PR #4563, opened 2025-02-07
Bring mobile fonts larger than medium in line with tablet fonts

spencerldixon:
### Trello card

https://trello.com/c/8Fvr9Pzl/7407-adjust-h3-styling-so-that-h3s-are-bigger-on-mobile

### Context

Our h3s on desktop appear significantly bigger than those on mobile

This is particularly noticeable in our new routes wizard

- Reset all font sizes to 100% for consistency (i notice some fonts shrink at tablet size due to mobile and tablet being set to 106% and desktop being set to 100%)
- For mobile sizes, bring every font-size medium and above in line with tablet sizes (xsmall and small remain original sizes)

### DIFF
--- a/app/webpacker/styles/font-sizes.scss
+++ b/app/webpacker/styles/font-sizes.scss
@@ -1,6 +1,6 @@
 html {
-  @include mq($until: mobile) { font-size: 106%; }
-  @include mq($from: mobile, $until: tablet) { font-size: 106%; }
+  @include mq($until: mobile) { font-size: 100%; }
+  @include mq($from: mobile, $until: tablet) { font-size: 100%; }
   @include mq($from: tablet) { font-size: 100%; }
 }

---

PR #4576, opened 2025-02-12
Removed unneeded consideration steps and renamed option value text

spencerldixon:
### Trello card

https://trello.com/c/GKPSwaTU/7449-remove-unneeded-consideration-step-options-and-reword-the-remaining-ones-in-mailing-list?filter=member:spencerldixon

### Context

YOUR GOAL:
Gather from the entries above all lines that include the string "bigger".

OUTPUT OF THE TASK:
https://trello.com/c/8Fvr9Pzl/7407-adjust-h3-styling-so-that-h3s-are-bigger-on-mobile
Our h3s on desktop appear significantly bigger than those on mobile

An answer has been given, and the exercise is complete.